Of the records that follow, copy only the lines from the line containing "the child place types for a given place." to the line containing "# Fetch all", both included, exactly as written.

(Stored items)
━━━━━━
PR #4820, opened 2024-12-27
Skip failing custom dc tests.

keyurva:
* Certain place explorer tests are failing on custom DC autopush. This PR skips those tests for now.
* The failures are likely due to recent place explorer page changes that have probably not been ported to custom DC.
* Filed b/386405593 to fix and unskip them subsequently.
* Also filed b/386405338 to run these tests on each PR so they are caught at the outset.

### DIFF
--- a/server/webdriver/cdc_tests/autopush/place_explorer_i18n_test.py
+++ b/server/webdriver/cdc_tests/autopush/place_explorer_i18n_test.py
@@ -11,11 +11,19 @@
 # WITHOUT WARRANTIES OR CONDITIONS OF ANY KIND, either express or implied.
 # See the License for the specific language governing permissions and
 # limitations under the License.
+import unittest
+
 from server.webdriver.cdc_tests.autopush.cdc_base_webdriver import \
     CdcAutopushTestBase
+from server.webdriver.cdc_tests.autopush.cdc_base_webdriver import \
+    SKIPPED_TEST_REASON
 from server.webdriver.shared_tests.place_explorer_i18n_test import \
     PlaceI18nExplorerTestMixin
 
 
 class TestPlaceExplorerI18n(PlaceI18nExplorerTestMixin, CdcAutopushTestBase):
   """Class to test the i18n place explorer page for Custom DC. Tests come from PlaceI18nExplorerTestMixin."""
+
+  @unittest.skip(reason=SKIPPED_TEST_REASON)
+  def test_explorer_redirect_place_explorer_keeps_locale(self):
+    super().test_explorer_redirect_place_explorer_keeps_locale()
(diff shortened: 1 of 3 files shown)


server/webdriver/cdc_tests/autopush/place_explorer_i18n_test.py
```diff
@@ -11,11 +11,19 @@
...
+from server.webdriver.cdc_tests.autopush.cdc_base_webdriver import \
+    SKIPPED_TEST_REASON
 from server.webdriver.shared_tests.place_explorer_i18n_test import \
     PlaceI18nExplorerTestMixin
 
 
 class TestPlaceExplorerI18n(PlaceI18nExplorerTestMixin, CdcAutopushTestBase):
   """Class to test the i18n place explorer page for Custom DC. Tests come from PlaceI18nExplorerTestMixin."""
+
+  @unittest.skip(reason=SKIPPED_TEST_REASON)
```
dwnoble, line 27: Just a quick note: we already have an approach for skipping unit tests in custom DC. You can remove the test from the shared_tests mixin and add it directly to the main DC `/tests/` package instead. Here's an example [example](https://github.com/datacommonsorg/website/blob/62e394b9e4d1acf7e53c18a3946453a8a0a839a7/server/webdriver/tests/place_explorer_test.py#L27)

keyurva: Thanks for the note. In these 2 cases I don't know if we actually want to remove them or fix and keep them in custom DC. I'll work with Gabe in the new year to figure it out.

Skipping them explicitly for now to stop the alerts until then.

gmechali: I think what is done here is better because if this test passes on base dc we should keep it! We definitely should fix this test for custom dc. I like the way keyur did it here! 
Also I think we ve had enough instances of breaking auto push cdc with these webdriver tests. We should really try to have these run on a local cdc as well.

dwnoble: Sounds good—skipping for now makes sense

dwnoble: @gmechali agreed. is testing against autopush helpful, or should these tests only run against a local cdc?

dwnoble (approved):

server/webdriver/cdc_tests/autopush/place_explorer_i18n_test.py
gmechali: I'd argue it's still useful since it allows us to test what's deployed in autopush and catch bugs pre releases
But yeah local would probably be a bit more valuable since we d catch it even earlier

keyurva: Thanks both for chiming in!

PR #4823, opened 2025-01-02
Fix default place name and add continents to place experiment

gmechali:
The place page name is selected as the nameWithLanguage property for the current language and fallsback to the name property first, then the dcid. However a bug in the implementation made it only fallback to the name property if it didn't have ANY nameWithLanguage values.
See datacommons.org/browser/wikidataId/Q1133254 for a place that has nameWithLanguage but only for one language.
With this PR, the name property is correctly used as the default.

Additionally, Continent place pages work on the dev place page although not super well yet. This PR adds all continents to the place experiments since it represents an improvement from the status quo. More improvements to come.

Place name fix: https://screenshot.googleplex.com/93nHvgo4VHqTh8d

### DIFF
--- a/run_servers.sh
+++ b/run_servers.sh
@@ -30,6 +30,14 @@ if [[ "$1" == "--verbose" ]]; then
   VERBOSE=true
 fi
 
+export FLASK_ENV="${FLASK_ENV:-integration_test}"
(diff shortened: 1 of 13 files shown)


dwnoble (approved):
Nice find

PR #4824, opened 2025-01-02
Add child places for all allowed place types and sort them

gmechali:
Some places did not have a name which caused an error when we tried to get the name property. See https://autopush.datacommons.org/browser/nuts/LVZZ

Discussed whether to keep the restriction for related place charts on only one child_place_type and we decided to drop the requirement. The old place page didnt have it, and the new one would show significantly changed child places. Some countries use EurostatNuts1 while others use AA1. Now we show children of different type and dedupe them.

See Latvia:
Old Place Page: https://screenshot.googleplex.com/BjiMRDVEqQpXEZK
New Place Page before: https://screenshot.googleplex.com/3L6ot765jxM4AjT
New place page after: https://screenshot.googleplex.com/A4kBUEaGitVkum4

Sources tile no longer shown on load:
Before: https://screenshot.googleplex.com/8RGHgDKNTBQKoYD
After: https://screenshot.googleplex.com/9L6AA9XWVYgEgjW

### DIFF
--- a/server/routes/dev_place/api.py
+++ b/server/routes/dev_place/api.py
@@ -156,6 +156,7 @@ def related_places(place_dcid: str):
   seen_dcids = set(
   )  # Keep track of seen DCIDs to prevent dupes but keep ordering.
 
+  # TODO(gmechali): Refactor this into async calls.
   for child_place_type in ordered_child_place_types:
     for dcid in place_utils.fetch_child_place_dcids(place,
                                                     child_place_type,
--- a/server/routes/dev_place/api.py
+++ b/server/routes/dev_place/api.py
@@ -138,6 +138,7 @@ def related_places(place_dcid: str):
   - Place details (name, type, etc.)
   - Lists of nearby, similar, and child places
   """
+  print("We just a call in dev place api relalted places.")
   # Fetch place info
   place = place_utils.fetch_place(place_dcid, locale=g.locale)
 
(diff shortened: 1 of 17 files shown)


dwnoble (approved):

server/routes/dev_place/utils.py
```diff
@@ -370,7 +367,7 @@ def chart_config_to_overview_charts(chart_config, child_place_type: str):
 ])
 
 
-def get_child_place_type(place: Place) -> str | None:
+def get_child_place_types(place: Place) -> list[str]:
   """
   Determines the primary child place type for a given place.
```
dwnoble, line 372: Update comment

server/routes/dev_place/api.py
```diff
@@ -146,10 +148,22 @@ def related_places(place_dcid: str):
...
+  ordered_child_place_types = place_utils.get_child_place_types(place)
+  primary_child_place_type = ordered_child_place_types[
+      0] if ordered_child_place_types else None
+
+  child_place_dcids = []
+  seen_dcids = set(
+  )  # Keep track of seen DCIDs to prevent dupes but keep ordering.
+
+  for child_place_type in ordered_child_place_types:
+    for dcid in place_utils.fetch_child_place_dcids(place,
```
dwnoble, line 160: We should eventually refactor these calls to run asynchronously. maybe using https://flask.palletsprojects.com/en/stable/async-await/

server/routes/dev_place/utils.py
gmechali: Done.

server/routes/dev_place/api.py
gmechali: Added a todo.

PR #4825, opened 2025-01-02
Update NL Goldens

gmechali:
Tests started failing because our NL goldens hardcode exact year that rely on the real date. So tests like "Population over the last 5 years" now excludes the year 2020. 

A couple of the python unit tests also did the same thing, now they have the date mocked.


chejennifer (approved):
thanks for updating!

dwnoble (approved):

PR #4826, opened 2025-01-03
Topics tab refactoring

gmechali:
Refactor the Topics menu to use a shared TopicItem for each of the buttons.

Only show the Topic button for categories for which we know we have data. We add a second call for the OVERVIEW chart config even when we're on a different category because we need it to identify which topics we have.

France: https://screenshot.googleplex.com/X4McSQ5qax7f9w7
USA: https://screenshot.googleplex.com/BUJQV8rxhfvvT2e

### DIFF
--- a/server/routes/dev_place/utils.py
+++ b/server/routes/dev_place/utils.py
@@ -68,8 +68,9 @@ def get_parent_places(dcid: str) -> List[Place]:
       dcid, [])
   all_parents = []
   for parent in parents_resp:
-    all_parents.append(
-        Place(dcid=parent['dcid'], name=parent['name'], types=parent['type']))
+    if 'type' in parent and 'name' in parent and 'type' in parent:
+      all_parents.append(
+          Place(dcid=parent['dcid'], name=parent['name'], types=parent['type']))
 
   return all_parents
 
@@ -369,24 +370,24 @@ DEFAULT_CHILD_PLACE_TYPES = set([
 ])
 
 
-def get_child_place_type(place: Place) -> str | None:
+def get_child_place_types(place: Place) -> list[str]:
   """
-  Determines the primary child place type for a given place.
+  Determines the child place types for a given place.
 
   This function uses custom matching rules and fallback hierarchies to decide
-  the most relevant child place type for a given place.
+  the ordered child place types for a given place.
 
   Args:
       place (Place): The place object to analyze.
 
   Returns:
-      str | None: The primary child place type for the given place, or None if no match is found.
+      list[str]: The child place types for the given place, or empty list if no match is found.
   """
   # Attempt to directly match a child place type using the custom expressions.
   for f in PLACE_MATCH_EXPRESSIONS:
     matched_child_place_type = f(place)
     if matched_child_place_type:
-      return matched_child_place_type
+      return [matched_child_place_type]
 
   # Fetch all possible child places for the given place using its containment property.
   raw_property_values_response = fetch.raw_property_values(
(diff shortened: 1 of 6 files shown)


server/routes/dev_place/utils.py
```diff
@@ -128,6 +130,7 @@ def get_place_type_with_parent_places_links(dcid: str) -> str:
   return ''
 
 
+@cache.cached(timeout=TIMEOUT, query_string=True)
```
dwnoble, line 133: I think this needs to be @cache.memoize() to include the arguments in the cache key: https://flask-caching.readthedocs.io/en/latest/#memoization

Also-you can enable caching locally for testing by setting `USE_MEMCACHE = True` [here](https://github.com/datacommonsorg/website/blob/bb7b11fecd82d66f23ada004a11be067a029495a/server/app_env/local.py#L22)

static/js/place/dev_place_main.tsx
```diff
@@ -184,6 +184,61 @@ const PlaceHeader = (props: {
...
+  const { category, selectedCategory, forceDevPlaces, place } = props;
+
+  const createHref = (
+    category: string,
+    forceDevPlaces: boolean,
+    place: NamedTypedPlace
+  ): string => {
+    const isOverview = category === "Overview";
+
+    let href = `/place/${place.dcid}`;
```
dwnoble, line 212: Using URLSearchParams might make this more clear. Something like:

```
const href = `/place/${place.dcid}`;
const params = new URLSearchParams();

if (!isOverview) {
  params.set("category", category);
}
if (forceDevPlaces) {
  params.set("force_dev_places", "true");
}

const queryString = params.toString();
if (queryString) {
  return `${href}?${queryString}`;
} else {
  return href;
}

return `/place/${place.dcid}${queryString ? `?${queryString}` : ""}`;
```

static/js/place/dev_place_main.tsx
```diff
@@ -586,16 +573,30 @@ export const DevPlaceMain = (): React.JSX.Element => {
...
       setChildPlaces(relatedPlacesApiResponse.childPlaces);
       setParentPlaces(relatedPlacesApiResponse.parentPlaces);
-      setPageConfig(pageConfig);
+      setPageConfig(config);
     })();
   }, [place]);
 
+  useEffect(() => {
+    if (placeChartsApiResponse && placeChartsApiResponse.charts) {
+      const categories = new Set<string>();
```
dwnoble, line 588: Is this categories set used somewhere?

static/js/place/dev_place_main.tsx
```diff
@@ -586,16 +573,30 @@ export const DevPlaceMain = (): React.JSX.Element => {
...
+      placeChartsApiResponse.charts.forEach((chart) => {
+        categories.add(chart.category);
+      });
+      setCategories(
+        ["Overview"].concat(
+          Object.values(placeChartsApiResponse.translatedCategoryStrings)
```
dwnoble, line 594: I suspect this categories list should store both the english & translated values (one to use on the page text, and one to use in the URL param for the place page)

dwnoble: Also- we should add "Overview": "<translated overview value>" to the translatedCategoryStrings entry in the API response.

server/routes/dev_place/utils.py
gmechali: Done.

static/js/place/dev_place_main.tsx
gmechali: Done - definitely cleans it up a bit, thanks!

static/js/place/dev_place_main.tsx
gmechali: Oh i was using that before but then switched to using the translatedCategories directly, so I think we're good now. Removed.

static/js/place/dev_place_main.tsx
gmechali: ah I see. Are the translation implemented yet? I tried using it with different HL params and it didnt do anything. I assume we'll need a bit more refactoring here, for example the overview topic will need a translation too, so it should come from the backend probably. 
I added a todo to figure this part out.

dwnoble: The translations are implemented, but i think there's some extra wiring we need to do to get the frontend to pass the language to the API.

FR example in autopush: https://autopush.datacommons.org/api/dev-place/charts/country/LVA?category=Overview&hl=fr

dwnoble (approved):

static/js/place/dev_place_main.tsx
gmechali: ack will see what's up with those in follow up.

dwnoble: sounds good!

PR #4829, opened 2025-01-07
update webdriver test

chejennifer:
fix a webdriver test that broke with new population data. 

Update the check to just look for values along the y axis instead of checking the actual value which can change


hqpho (approved):

hqpho:
FYI @keyurva This should also fix the recent CDC autopush test failures

PR #4830, opened 2025-01-07
Migrate /v1/bulk/observation-dates/linked to /v2/observation

n-h-diaz:


server/lib/util.py
```diff
@@ -880,8 +918,8 @@ def fetch_highest_coverage(variables: List[str],
   if entities is not None:
     series_dates_response = get_series_dates_from_entities(entities, variables)
   else:
-    series_dates_response = dc.get_series_dates(parent_entity, child_type,
```
dwnoble, line 883: With this change i think it's safe to remove the `get_series_dates` method entirely

dwnoble (approved):

PR #1364, opened 2023-03-07
fix(rich-text): pasting hyperlinks with blocks

z0al:
Slate removes blocks (e.g. `h1`) inside inline elements (`<a>`) resulting in a loss of content. This PR unwraps all unsupported elements to preserve the inner content.


chrishelgert (approved):
LGTM

PR #1367, opened 2023-03-07
fix: support disabling single line editor

martin3walker:


packages/single-line/src/SingleLineEditor.tsx
```diff
@@ -56,7 +61,7 @@ export function SingleLineEditor(props: SingleLineEditorProps) {
               className={direction === 'rtl' ? styles.rightToLeft : ''}
               isRequired={field.required}
               isInvalid={errors.length > 0}
-              isDisabled={disabled}
+              isDisabled={props.isDisabled ?? disabled}
```
z0al, line 64: How about we implement this in the [FieldConnector](https://github.com/contentful/field-editors/blob/master/packages/_shared/src/FieldConnector.ts) so we have a single place that computes whether a field is disabled or not? Currently, the FieldConnector already handles `isInitiallyDisabled` and manages the `disabled` attribute we get in the callback.

martin3walker: The `isIntiallyDisabled` prop doesn't seem to be working properly. The editor is immediately reset to enabled from the context of app even if `isInitiallyDisabled` is set to `true`. Is this something Tolkien is aware of ?

packages/_shared/src/FieldConnector.ts
```diff
@@ -61,7 +62,7 @@ export class FieldConnector<ValueType> extends React.Component<
       externalReset: 0,
       value: initialValue,
       lastRemoteValue: initialValue,
-      disabled: props.isInitiallyDisabled,
+      disabled: props.isDisabled ?? props.isInitiallyDisabled,
```
martin3walker, line 65: @z0al How does this look?

z0al: This will have the same effect as `isInitiallyDisabled`. If you want to keep the field disabled no matter what if `isDisabled` is passed then you need to conditionally [subscribe to `isDisabledChanged` updates](https://github.com/contentful/field-editors/blob/32bfe1dfaf6d976c69690a99b69b5beff570eba6/packages/_shared/src/FieldConnector.ts#L106-L110) here.

```javascript
if(isDisabled) { 
    this.unsubscribeDisabled = field.onIsDisabledChanged((disabled: boolean) => {
      this.setState({
        disabled,
      });
    });
}
```

However, I'd encourage you to look into why `isInitiallyDisabled` didn't work for your use case first

martin3walker: Hey @z0al we took a slightly different approach, but I think would work a bit better because it would still allow for the listener to be subscribed while also allowing for a manual override based on the `isDisabled` prop.

The problem is that the `field.onIsDisabledChanged` method is being provided by the `app sdk`, which takes the state of of the field from the web app. The web app considers the field to be enabled, because it just sees it as rendering an app. It doesn't understand what is happening inside the app. So when the `field.onIsDisabledChanged` gets called on the initial render it immediately switches the field editor within the app to enabled.

z0al (approved):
━━━━━━
→ **Response to the exercise**
+  Determines the child place types for a given place.
 
   This function uses custom matching rules and fallback hierarchies to decide
-  the most relevant child place type for a given place.
+  the ordered child place types for a given place.
 
   Args:
       place (Place): The place object to analyze.
 
   Returns:
-      str | None: The primary child place type for the given place, or None if no match is found.
+      list[str]: The child place types for the given place, or empty list if no match is found.
   """
   # Attempt to directly match a child place type using the custom expressions.
   for f in PLACE_MATCH_EXPRESSIONS:
     matched_child_place_type = f(place)
     if matched_child_place_type:
-      return matched_child_place_type
+      return [matched_child_place_type]
 
   # Fetch all possible child places for the given place using its containment property.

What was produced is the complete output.